Stored data entries
Content starts

PR #188, opened 2016-02-29
Correct DB::Open() to use running parameters, not user parameters.

matthewvon:
Make sure DB::Open() uses working parameters, not user parameters.  Fixes data loss in tiered storage scenario.

Detailed discussion is here:
  https://github.com/basho/leveldb/wiki/mv-tiered-recovery-log


paulplace:
+1 11e84f5

PR #741, opened 2023-01-27
Migrate image io pkg

floryst:


thewtex:
rebasing on `main` and re-starting migration

thewtex:
Building on @floryst 's work here and adding @aylward 's suggestion, we support asking all ITK image-io's for `information-only`, calling the IO's `ReadImageInformation()`, to get the metadata separately.

This can be exposed in `itk-viewer/io` in an `ItkImageIoMultiscaleSpatialImage`, similar to a `DicomSeriesMultiscaleSpatialImage` suggested by @floryst and the `ZarrMultiscaleSpatialImage` implemented by @PaulHax .

PR #746, opened 2023-01-31
docs(Examples): Add different-input-types examples

thewtex:
Demonstrates how to create a pipeline that accepts two different input image types.


examples/different-input-types/different-input-types.cxx
```diff
@@ -0,0 +1,117 @@
...
+
+int main( int argc, char * argv[] )
+{
+  // Create the pipeline for parsing arguments. Provide a description.
+  itk::wasm::Pipeline pipeline("different-input-types", "An itk-wasm pipeline example that demonstrates accepting different input types", argc, argv);
+
+  return itk::wasm::SupportInputImageTypes<InputImagePipelineFunctor,
+   uint8_t,
+   uint16_t>
+  ::Dimensions<2U>("input-image", pipeline);
```
PaulHax, line 116: If I add a third Dimension
`::Dimensions<2U, 3U>("input-image", pipeline);`
I get compile errors.

How can I narrow down the TImage and TLabelImage dimension to just be matching?

PaulHax (approved):
Very helpful.

The `wasi-build` directory is not in `.gitignore`.

examples/different-input-types/different-input-types.cxx
thewtex: Good point! Let's fix the second image dimension to the first image dimension as a best practice. Also adding .gitignore.

PR #764, opened 2023-02-14
build(bindgen): Add missing build resources

thewtex:
In testing with ITKMeshToPolyData `@types/node` required for 'path' in the typescript build. `debug` for the vite dev build.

Content ends

> _TO DO_
Wherever the word "wasm" appears in the data, return the whole line.

> _THE ANSWER_
+  itk::wasm::Pipeline pipeline("different-input-types", "An itk-wasm pipeline example that demonstrates accepting different input types", argc, argv);
+  return itk::wasm::SupportInputImageTypes<InputImagePipelineFunctor,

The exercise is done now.